RIDGE, N.Y. – A New York foster parent accused of repeatedly sexually abusing boys in his care kept his victims quiet by threatening them and telling them he had installed hidden cameras in his house to watch their every move, a detective on the case said.
"He told them he could hear and see everything they would do," Suffolk County Police detective Lt. Robert Donohue told The Associated Press.
The Suffolk County district attorney is trying to figure out how the foster father was able to continue getting children placed in his care despite years of concern about his conduct.
A grand jury indicted the foster father, Cesar Gonzalez-Mugaburu, earlier this month on charges that he sexually abused at least seven boys inside his split-level ranch home on eastern Long Island.
Since his initial arrest in January, other victims have continued to come forward, police said. So far, police have interviewed a dozen potential victims. Officials said he has cared for as many as 140 children.
Authorities have confirmed Gonzalez-Mugaburu was the subject of nine previous investigations involving alleged abuse dating back to 1998, each of which led to a finding that the allegations weren't credible. The last of those probes against Gonzalez-Mugaburu came in April 2015, Donohue said.
Gonzalez-Mugaburu made a practice of taking in mostly developmentally disabled boys or kids with behavioral problems, the detective said.
"He was a predator and he knew exactly the segment of the population to prey on," Donohue said. "We're dealing with vulnerable teens from broken families. Most of them are on medications and have diagnoses of behavioral or psychological problems that create a limit in their credibility."
A break came in January, when detectives said two brothers who lived in the house came forward with credible stories of abuse. Once Gonzalez-Mugaburu was in custody, others felt more comfortable about coming forward, Donohue said.
Gonzalez-Mugaburu, 59, has pleaded not guilty to a 17-count indictment charging him with child endangerment and sexual misconduct. He is accused of victimizing children as young as 8. One charge alleges he sexually abused a female dog in front of a child.
His attorney has not returned telephone messages or responded to an email seeking comment, but in a brief jailhouse interview with the New York Daily News, Gonzalez-Mugaburu said the charges are "not true."
Rose Anello, chief strategy officer for SCO Family of Services, which placed 72 children in Gonzalez-Mugaburu's care over 20 years, described many of them as having special needs. She said SCO never found reason to discontinue placing children until January.
"SCO has been working closely with the local authorities and law enforcement to better understand the scope of this matter," Anello said. She added that SCO is working with an independent, abuse-risk management organization to review the case and has stopped placing children in one of its foster programs.
She said SCO's policy is to certify foster parent homes annually.
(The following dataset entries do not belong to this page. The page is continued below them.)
PR #1260, opened 2024-05-10
GO: Alternate fix for race conditions

Snarling:
@d0sboots @ficocelliguy I believe this stops any possibility for there to be multiple AI turns pending at the same time, but let me know what you think and if there's some other potential race condition that doesn't seem to be addressed.

Because this PR includes a location change + function name change + changes to the function, it makes more sense to look at the individual race condition 1 and 2 commits for reviewing those specific things, instead of the overall changes for the PR which are hard to see the changes in.

The move and rename commits had no changes other than location and name of the function.

6d01457: Moved getAIMove to a different location since it's not netscript specific. No substantive changes, just a location change.

48bfb2a: Close a weird 300ms gap where it's actually the player's turn because the AI move was already applied to the board, but the Go.nextTurn promise for the previous AI turn has not yet resolved. There was an extra sleep that was causing this weird mismatched in-between time. I slightly increased one of the existing sleeps to compensate removing the extra sleep.

afeb6e7: More directly deals with the possibility of multiple concurrent AI turns due to being triggered from different sources. Now AI turns are disallowed from being triggered until the previous one has resolved. If multiple are triggered simultaneously then they will both return the same turn, instead of being two separate instance of the AI attempting to take a turn.

708ba27: Renamed getAITMove to makeAIMove since it actually triggers the AI to make the move. No substantive changes, just a name change.

3eb4dc7: Removed the functionality from the UI where loading Go will take the AI's turn if a game was loaded where it was already the AI's turn. Instead this is handled by the game automatically on game load. Also un-stated the waitingOnAI variable on the gameboardwrapper, because it's a variable handled by Go internal game state and not React state.

### DIFF
--- a/src/Go/SaveLoad.ts
+++ b/src/Go/SaveLoad.ts
@@ -9,6 +9,7 @@ import { assertLoadingType } from "../utils/TypeAssertion";
 import { getEnumHelper } from "../utils/EnumHelper";
 import { boardSizes } from "./Constants";
 import { isInteger, isNumber } from "../types";
+import { makeAIMove } from "./boardAnalysis/goAI";
 
 type PreviousGameSaveData = { ai: GoOpponent; board: SimpleBoard; previousPlayer: GoColor | null } | null;
 type CurrentGameSaveData = PreviousGameSaveData & {
@@ -77,6 +78,10 @@ export function loadGo(data: unknown): boolean {
   Go.currentGame = currentGame;
   Go.previousGame = previousGame;
   Go.stats = stats;
+
+  // If it's the AI's turn, initiate their turn
+  if (currentGame.previousPlayer === GoColor.black && currentGame.ai !== GoOpponent.none) makeAIMove(currentGame);
+
   return true;
 }
 
--- a/src/Go/SaveLoad.ts
+++ b/src/Go/SaveLoad.ts
@@ -2,9 +2,9 @@ import type { BoardState, OpponentStats, SimpleBoard } from "./Types";
 import type { PartialRecord } from "../Types/Record";
 
 import { Truthy } from "lodash";
-import { GoColor, GoOpponent } from "@enums";
+import { GoColor, GoOpponent, GoPlayType } from "@enums";
 import { Go } from "./Go";
-import { boardStateFromSimpleBoard, simpleBoardFromBoard } from "./boardAnalysis/boardAnalysis";
+import { boardStateFromSimpleBoard, getPreviousMove, simpleBoardFromBoard } from "./boardAnalysis/boardAnalysis";
 import { assertLoadingType } from "../utils/TypeAssertion";
 import { getEnumHelper } from "../utils/EnumHelper";
 import { boardSizes } from "./Constants";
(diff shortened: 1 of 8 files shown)


src/Go/boardAnalysis/goAI.ts
```diff
@@ -21,13 +21,23 @@ import { findAnyMatchedPatterns } from "./patternMatching";
...
+  // If an AI move is already in progress, return the already in progress move
+  if (isAIBusy && Go.nextTurn) return Go.nextTurn;
+  // Disallow new AI moves to be triggered during this one
+  isAIBusy = true;
+  let resolve: (play: Play) => void;
   Go.nextTurn = new Promise<Play>((res) => {
-    resolve = res;
+    resolve = (play) => {
+      // Once the promise resolves, stop blocking new AI moves
+      isAIBusy = false;
```
d0sboots: Subtle point: I think you should set this in a `finally` chained off of `getMove`. I don't *think* it makes a difference now, but it would if any of these promises rejected.

d0sboots:
Great, this is precisely the kind of race-condition avoidance I was thinking of! This will also make it easier to make a change I have vaguely kicking around in my head, which is to move Go AI processing to a Web Worker.

src/Go/boardAnalysis/goAI.ts
Snarling: Good idea, implemented in a471108 / 24cd914

Snarling:
Notable further changes:

* Go.nextTurn is no longer possibly null. It was being initialized as soon as it was accessed anyway and the only null case was on initial game load, so now it is just initialized on load (15ff42a)
* There was a minor bug where if the AI was trying to pass, and the player started a new game before the AI finished determining the next move, the pass would be applied to the current game. That was addressed in b0bbfe7

There is a bug currently where passTurn is being called twice but I'm not sure the best way to fix it. Right now it's being called during getMove (which is not supposed to be actually changing the state of the game), and then called again during makeAIMove. I'd like to remove it from getMove. That'll probably be the last thing included in this PR once I figure out a good way to do that.

Snarling:
Alright, I think I'm done messing around with this. @d0sboots @ficocelliguy FYI in case you want to look over / give feedback on the changes before I merge them

src/Go/SaveLoad.ts
```diff
@@ -77,6 +78,18 @@ export function loadGo(data: unknown): boolean {
   Go.currentGame = currentGame;
   Go.previousGame = previousGame;
   Go.stats = stats;
+
+  // If it's the AI's turn, initiate their turn, which will populate nextTurn
+  if (currentGame.previousPlayer === GoColor.black && currentGame.ai !== GoOpponent.none) makeAIMove(currentGame);
```
d0sboots, line 83: IMO all-on-one-line style for if statements is a bit shady (it's lead to various high-profile bugs in other applications), but especially if you have an else block you should always use curly braces for the if block.

d0sboots (approved):
Nice, "Remove async wrapper for main makeAIMove" and "Unwrap Go.nextTurn" were things I was looking at too, but didn't comment on because I didn't want to expand this PR unduly. :D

Caseworkers are expected to make home visits at least once a month. She said socio-therapists visit twice a month. Anello did not respond to questions about whether all those requirements were met in the Gonzalez-Mugaburu case, citing the ongoing investigation.
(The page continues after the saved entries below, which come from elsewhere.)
PR #1265, opened 2024-05-10
UI: Bladeburner console to use Settings.TimestampsFormat for logging

### LINKED ISSUE #719: UI timestamp format inconsistency - Bladeburner console
Within the game options is the Interface tab allowing custom Timestamp formats (src/Settings/Settings.ts). This does not apply to the Bladeburner console, which only uses a fixed format (src/utils/helpers/getTimestamp.ts).

Present in v2.4.0 (fc86895c3)

BBscreenshot1
BBscreenshot2

gmcew:
This PR changes Bladeburner console to use the `Settings.TimestampsFormat` value for logging, where available. If `Settings.TimestampsFormat` is an empty string it defaults to ISO8601 format. An invalid format string in the settings box results in "format error", same as script timestamps.

This also makes [src/utils/helpers/getTimestamp.ts](src/utils/helpers/getTimestamp.ts) redundant, but I'm reluctant to delete it just yet.

closes #719


d0sboots:
If you know it's redundant, please kill it now :D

Suffolk County District Attorney Thomas Spota said Gonzalez-Mugaburu earned as much as $18,000 a month as a foster parent, caring for six to eight children at a time since at least 1996.
Spota said statute of limitations laws prevent filing charges involving some suspected victims.
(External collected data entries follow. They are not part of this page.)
PR #1268, opened 2024-05-11
CORPORATION: Refactor bribery

catloversg:
This PR makes these changes:
- Refactor these code:
  - Check valuation.
  - Calculate reputation gain by bribing.
  - Action of bribing.
- Remove the useless restriction `Player.hasGangWith(factionName)`. When the corporation is strong enough to bribe, the gang is useless. This problem was discussed on Discord.
- UI:
  - Use a different color (red in the default theme) when the player set an invalid amount of funds for bribing.
  - Fix a bug: `BribeFactionModal` does not show the last value that the player set in the number input when the modal is reopened.

### DIFF
--- a/src/Corporation/Actions.ts
+++ b/src/Corporation/Actions.ts
@@ -22,8 +22,6 @@ import {
   buybackSharesFailureReason,
   issueNewSharesFailureReason,
   costOfCreatingCorporation,
-  reputationGainByBribing,
-  isValuationHighEnoughToBribe,
 } from "./helpers";
 import { PositiveInteger } from "../types";
 import { currentNodeMults } from "../BitNode/BitNodeMultipliers";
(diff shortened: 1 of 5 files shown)


src/Corporation/Actions.ts
```diff
@@ -628,3 +631,37 @@ export function SetProductMarketTA1(product: Product, on: boolean): void {
 export function SetProductMarketTA2(product: Product, on: boolean): void {
   product.marketTa2 = on;
 }
+
+export function Bribe(
```
d0sboots: Functions should be lowerCamelCase. I get that this will conflict with `bribe` as a function used elsewhere, but IMO that is a feature, because having two functions distinguished only by case is also a bit of a smell.

I don't have enough context yet to suggest how these should be named differently, but clearly they *should*, since one calls the other. Edit: I might call the other function `uiBribe` or something along those lines, since its responsibilities lie with pulling and verifying inputs from the UI components. Maybe you can think of better.

src/Corporation/helpers.ts
```diff
@@ -88,3 +88,11 @@ export function issueNewSharesFailureReason(corp: Corporation, numShares: number
 
   return "";
 }
+
+export function isValuationHighEnoughToBribe(valuation: number) {
```
d0sboots: These two functions are so simple that I'm not sure they need to/should be made functions.

I.e. if I saw `valuation >= corpConstants.bribeThreshold` in the code that would be more clear to me than `isValuationHighEnoughToBribe(valuation)`, and it's roughly the same length.

src/Corporation/Actions.ts
```diff
@@ -628,3 +631,37 @@ export function SetProductMarketTA1(product: Product, on: boolean): void {
...
+  corporation: Corporation,
+  fundsForBribing: number,
+  factionName: FactionName,
+): {
+  success: boolean;
```
d0sboots: Does this need to return an object? Is it not sufficient to assume that 0 rep-gain = failure?

d0sboots (commented):
I like the overall direction, but I have some nitpicks.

In Gonzalez-Mugaburu's quiet neighborhood in Ridge, neighbors said they never suspected any trouble happening in his home, where two vintage sports cars are parked in the driveway.
"Really nothing out of the ordinary," said Christine Stean, 30. "You would see the kids raking leaves and doing yard work, but it didn't seem like anything out of the ordinary."
Matthew Roamer, 28, added: "It's just shocking. It blows your mind about what can go on two houses down that you have no idea about."